The extent of imaging artifacts depends mainly on the paramagnetic properties of the device and the field strength of the magnet. Less important factors are material thickness, the orientation of metallic struts toward the B₀ field direction, and the sequence parameters used during MRI.

Metals with weak paramagnetic properties, such as nitinol, yield susceptibility values that are relatively close to those of human tissue and therefore cause only slight local imaging artifacts (21,22,23 and 24). By contrast, metals with strong paramagnetic properties, such as stainless steel, produce severe image distortion (22,23 and 24). Furthermore, the extent of susceptibility is directly related to the magnetic field strength. MR scanners with high field strengths cause more susceptibility artifacts than scanners with low field strengths (8,25). Finally, parallel alignment of a metallic strut to the B₀ field direction causes fewer artifacts than orthogonal alignment (25,26). However, the orientation of a metallic implant toward the field direction is obviously difficult to predict in the clinical setting.

The MR artifact behavior of endovascular stents is further complicated by radiofrequency shielding effects. Shielding effects are caused by eddy currents on the surface of the stent
that prevent radiofrequency pulses from fully penetrating the wire mesh. This results in decreased signal intensities within the lumen of the stent. The obscured lumen can be misinterpreted as in-stent stenosis or obstruction (21,26,27 and 28).

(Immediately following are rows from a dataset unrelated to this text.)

PR #1336, opened 2024-07-14
Simplify proposal process

tobie:
The CPC is no longer using the formal proposal process outlined in the proposals directory so it made sense to retire it. Additionally, this PR:

- removes the artifacts from previous proposal process
- fixes all links to previous proposal to use permalinks instead


meetings/2019/2019-01-07.md
```diff
@@ -30,7 +30,7 @@ Extracted from **bootstrap-agenda** labelled issues and pull requests from the *
 * CPC Charter
   - 5 minute timebox
   - Refs:
-    - [Proposal Readme](https://github.com/openjs-foundation/cross-project-council/blob/HEAD/proposals/approved/CPC_CHARTER/README.md)
+    - [Proposal Readme](https://github.com/nodejs/bootstrap/blob/03ba5897e9c4e01ac2bf6b118a9a5ea2b5b85f61/proposals/mdawson-cpc-charter/README.md)
```
ljharb, line 33: shouldn’t this be https://github.com/openjs-foundation/cross-project-council/blob/a376c1dabb01fb1f0ac66affa9104876dee76fa9/proposals/approved/CPC_CHARTER/README.md ?

If the concern is archival it seems like we’d want to avoid relying on repos outside of this org

timmywil: Agreed. Seems strange that it links out.

tobie: My main concern is being able to cleanup the repo without making it really difficult to follow relevant links. I felt like the most reasonable decision was to pick the permalinks that people would have chosen back then. I do get your point however, although I feel like it's partially mitigated by Node being a foundation project.

tobie: This is a long-winded way of saying: you're right but I hate having to do that work. :D

ljharb: go to the original link, and hit the key shortcut for copying the permalink? (it’s in the drop down menu button on the upper right). You can also hit y and copy the resulting URL.

ljharb (approved):

timmywil (approved):

tobie:
Alright. I think I fixed all link issues now. Thanks for raising this, folks.

mhdawson:
I wonder if the past proposal have any context that should still be available somewhere?  Don't feel too strongly one way or the other but thought I'd mentioned it.

mcollina (approved):
lgtm

ovflowd (approved):
LGTM!

VoltrexKeyva (approved):

PR #1530, opened 2025-08-08
moved cosmos to at large

bensternthal:
All requirements have been met, this PR moves Cosmos from Incubating to At-Large.


tobie:
For ref., see https://github.com/openjs-foundation/project-status/issues/164.

PR #3995, opened 2022-10-03
WV-2464: Dateline text initially active on hover setting

ryanweiler92:
## Description

When the `Show Antimeridian / Approximate Date Line` setting was set to `On Hover`, the dateline text was still showing on the map on the initial load. Updated the logic so that if the setting is set to `On Hover`, the text field only appears when the dateline is hovered.

## How To Test

1. Open the global settings menu and select `On Hover` for the setting `Show Antimeridian / Approximate Date Line` setting.
2. Zoom out to see where the datelines would appear.
3. Observe that the dateline text fields do not appear unless you have hover over the dateline.

### DIFF
--- a/web/js/components/dateline/datelines.js
+++ b/web/js/components/dateline/datelines.js
@@ -9,7 +9,7 @@ import { CRS } from '../../modules/map/constants';
 
 function DateLines(props) {
   const {
-    map, proj, date, isCompareActive, mapIsRendered, alwaysShow, hideText,
+    map, proj, date, isCompareActive, mapIsRendered, alwaysShow, hideText, isMobilePhone, isMobileTablet,
   } = props;
 
   if (!mapIsRendered) return null;
@@ -89,6 +89,8 @@ function DateLines(props) {
         date={date}
         textCoords={textCoords}
         setTextCoords={setTextCoords}
+        isMobilePhone={isMobilePhone}
+        isMobileTablet={isMobileTablet}
       />
       <Line
         id="dateline-right"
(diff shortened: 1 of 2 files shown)


Tomcariello (approved):
This solves the problem in the ticket so I am approving. However, there are a few other minor issues with this feature. I'm not sure if they should be rolled into this ticket or new ticket(s) created...?

1) You need to hover directly over the Antimeridian to see the date indicators but if you hover a few pixels to the right of the Antimeridian the dates do not show while the Antimeridian does. I think we should show the Antimeridian & dates in tandem on hover; there should not be any separation between the two.

2) If you have the Antimeridian setting to Always show the dateline on initial page load & then change the setting to Hover the Antimeridian is removed but the date indicators remain. The dates should be removed once the user changes this setting.

ryanweiler92:
> This solves the problem in the ticket so I am approving. However, there are a few other minor issues with this feature. I'm not sure if they should be rolled into this ticket or new ticket(s) created...?
> 
> 1. You need to hover directly over the Antimeridian to see the date indicators but if you hover a few pixels to the right of the Antimeridian the dates do not show while the Antimeridian does. I think we should show the Antimeridian & dates in tandem on hover; there should not be any separation between the two.
> 2. If you have the Antimeridian setting to Always show the dateline on initial page load & then change the setting to Hover the Antimeridian is removed but the date indicators remain. The dates should be removed once the user changes this setting.

I was able to fix both of these issues. The text was activating when the mouse hovered over the hidden line which caused the disparity. I also fixed one of the useEffect functions so that the date text goes away when you switch settings.

Tomcariello:
Looks good to me!

jasontk19 (approved):
👍🏻

PR #3997, opened 2022-10-05
WV-2398: Fix iOS browser crashes

jasontk19:
## Description

Changes were introduced in OL 6.14.2 that causes browsers to crash on iOS for us after reaching a certain number of layers rendered.  See https://github.com/openlayers/openlayers/issues/14171

The inclusion of the `className` property when creating layers on our end prevents canvas re-use between layers which causes a large performance hit, leading to the crash on iOS devices.  Removing `className` fixes the issue.

## How To Test

* Pull changes
* `npm ci`
* Open the app on an actual iOS device
* Load any fire event (this will add many layers)
* Confirm the app does not crash

You will need to find a way to hit your local dev server from an iOS device, such as using a reverse proxy like [ngrok](https://ngrok.com/).  This error did not seem to happen in simulated devices and definitely won't occur in a desktop browser set to mobile size.

### DIFF
--- a/package-lock.json
+++ b/package-lock.json
@@ -6,7 +6,7 @@
   "packages": {
     "": {
       "name": "worldview",
-      "version": "3.32.0",
+      "version": "3.34.0",
       "hasInstallScript": true,
       "license": "NASA-1.3",
       "dependencies": {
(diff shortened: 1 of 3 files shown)


ryanweiler92 (approved):
I was able to verify that this works on my personal iOS mobile device going through ngrok.

PR #4001, opened 2022-10-05
update chromedriver and point nightwatch.conf files to animation folder

ryanweiler92:
github tests


jasontk19:
Does this need to be a PR or can it just be a branch?

PR #4002, opened 2022-10-12
WV-1995: Prioritize References measurement group in Layer List

ryanweiler92:
## Description

This updates the order in which layers are added to give priority to the reference layers group. Now by default, new layers will always populate beneath the last reference layer if the `group similar layers` option is off or under the reference group if the option is on. If a user reorders a non-reference layer between or before the reference layers, any new layers added will still populate under the last reference layer.

## How To Test

1. Starting with the default reference layers, ensure that the `group similar layers` option is off and add any non-reference overlay layer. Observe that the layer is added under the last reference layer. 
2. Add another non-reference overlay layer and observe that this layer has also been added directly after the last reference layer. 
3. Move the most recent layer that you added to the 2nd position (behind coastlines) and then add another non-reference overlay layer. Observe that this layer is added to the 5th position (behind place labels). 
4. Check the `Group Similar Layers` checkbox and observe that each of the layer groups is ordered beneath the reference layer group.
5. Uncheck the `Group Similar Layers` checkbox and observe that the original layer order has been preserved.

### DIFF
--- a/e2e/features/image-download/layers-test.js
+++ b/e2e/features/image-download/layers-test.js
@@ -16,7 +16,7 @@ module.exports = {
   },
 
   'List layers in draw order': function(c) {
-    bookmark(c, startParams.concat(['l=MODIS_Terra_CorrectedReflectance_TrueColor,Reference_Features_15m,MODIS_Terra_Aerosol']));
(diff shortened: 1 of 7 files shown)


jasontk19 (approved):
I like how simple this solution is and I think it solves the problem well without overcomplicating the code or the behavior.

Tomcariello (approved):
Looks good.

minniewong (approved):
Looks great!

PR #4006, opened 2022-10-18
Increase timeouts for GC request during build

jasontk19:
## Description

This increases the timeout on requests made for the GetCapabilities documents, and related linked metadata such as colormaps, from GIBS during the build process which will occasionally cause build issues or failures.  This is even more likely to occur when on an EDGATE VPN or when using more than the three default GC documents (as when building against worldview-options-gibs environments).

## How to test

Attempt to build while on the VPN or with a throttled connection.


ryanweiler92 (approved):
Worked while on the VPN & using Network Link Conditioner with the setting `Very Bad Network`.

PR #4008, opened 2022-10-21
WV-2403: Show All Event Tracks Feature

ryanweiler92:
## Description

This feature adds the ability to view event tracks for all of the events on the map at the same time. This also adds a default layer (blue marble) when the events are activated in the sidebar. Clustering was removed on geographic projections for better visibility of tracks when several are grouped closely together. Event specific layers are now removed when deselecting an event as well. 

## How To Test

After checking out to the feature branch you will need to do a `npm run build` as the config files were. updated to include a default events layer.

The best way to test this feature would be to select events from both the map and sidebar while sometimes deselecting events from the sidebar and to make sure the following criteria is always met:

1. If events tab is active but no single event is selected, the default blue marble layer should appear.
2. No layer should appear above the blue marble layer unless it was specifically selected in the layers tab prior to activating the events tab and selecting an event.
3. Clicking any event from the map or sidebar should always show the event specific event layers and never the default blue marble layer.
4. Individual tracks should not disappear if the show all tracks option is selected and you unselect an individual event.
5. Leaving the events tab of the sidebar should make the blue marble layer invisible. 
6. Leaving the events tab with a single event selected should keep the event specific layers on.


minniewong (commented):
This works really well! Only one very minor nit, the checkboxes seem like they could be closer together, but I'm OK with them being like this also.

ryanweiler92:
> This works really well! Only one very minor nit, the checkboxes seem like they could be closer together, but I'm OK with them being like this also. Screen Shot 2022-10-21 at 10 47 22 AM

I've updated the spacing between the event checkbox options so that they are more close together.

minniewong (approved):

jasontk19 (commented):
If I have an overlay turned on before I switch to the events tab, it is not hidden:
Screen Shot 2022-10-21 at 2 43 40 PM

jasontk19:
There is an existing issue which is sort of highlighted by showing multiple tracks at once which is that, while the map is animating from one event to another, all the tracks and arrows become unattached from their reference point on the map and shift about visually in space.  It may be worth trying to hide them while the animation happens (like we do when you zoom in/out) if we can't find some other way to fix this.

Screen Shot 2022-10-21 at 2 46 59 PM

ryanweiler92:
@jasontk19 

In regards to the requested changes I have been able implement solutions to each.

1. I've updated a couple components so that layers will never show above the blue marble layer when the events tab is active even if the layer was selected before activating. Users can still see non-event layers over events when an individual event is selected. 
2. I updated the function that compares the event layers and original layers in the layers/selectors file to loop fewer times.
3. I found a good way to hide the event tracks & points while animating to an event in the event-tracks.js file.

jasontk19 (approved):
Looks good to me

PR #4012, opened 2022-10-24
WV-2485: Fix baselayer ordering/visibility 

ryanweiler92:
## Description

This fixes the logic for adding layers so that new overlays will be visible above base layers when there are no reference layers selected.

## How To Test

1. Start with either only the top baselayer visible (see link below)
2. Add any overlay (e.g. an Aerosol Optical Depth layer)
3. Observe that the newly added overlay is visible

[(http://localhost:3000/?v=-457.6410612408573,-294.48706705194684,480.0464387591427,457.01293294805316&l=VIIRS_NOAA20_CorrectedReflectance_BandsM11-I2-I1,VIIRS_NOAA20_CorrectedReflectance_TrueColor(hidden),VIIRS_NOAA20_CorrectedReflectance_BandsM3-I3-M11(hidden)&lg=false&t=2022-10-07-T00%3A03%3A00Z)]

### DIFF
--- a/e2e/features/image-download/layers-test.js
+++ b/e2e/features/image-download/layers-test.js
@@ -16,7 +16,7 @@ module.exports = {
   },
 
   'List layers in draw order': function(c) {
-    bookmark(c, startParams.concat(['l=MODIS_Terra_CorrectedReflectance_TrueColor,MODIS_Terra_Aerosol,Reference_Features_15m']));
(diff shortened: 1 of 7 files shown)


jasontk19 (approved):
👍🏻

Tomcariello (approved):
Looks good.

The impact of pulse sequences for minimizing susceptibility or radiofrequency shielding was investigated in several studies (23,24,27,29,30). The use of large flip-angle can reduce the amount of signal loss by radiofrequency shielding (23,31). Short TE and read recording direction parallel to B₀ were reported to reduce dephasing and thus susceptibility (23,27). A further, quite effective sequence implement is 180 degrees refocusing pulses, as used in spin-echo imaging. However, artifacts on spin-echo images must be carefully interpreted because remaining radiofrequency shielding and residual susceptibility artifacts cannot be easily differentiated from the dark blood pool, and thus in-stent stenosis could be falsely overlooked.

There are a broad range of catheters that are manufactured for specific cardiovascular applications. Some of these catheters are braided with iron oxides or wire meshes in order to make them radio-opaque or to add flexibility. Such catheters

are generally not suited for use during MRI because they can produce severe image distortion due to susceptibility. On the other hand, catheters made from polyesters only do not generate any signal at all and are therefore invisible during MRI. However, appropriate catheter-tracking methods are essential to perform successful MRI-guided endovascular procedures. Ideally, tracking methods generate high contrast between the catheter and the background anatomy and readily allow automated slice and tip detection. In addition, the method should visualize both the tip of the catheter and its shaft in order to be able to identify possible looping of the catheter. The development of catheter-tracking methods that fulfill all clinical needs is technically very challenging. These difficulties are one of the major barriers that delayed the transition of preclinical interventional MRI into the clinical settings.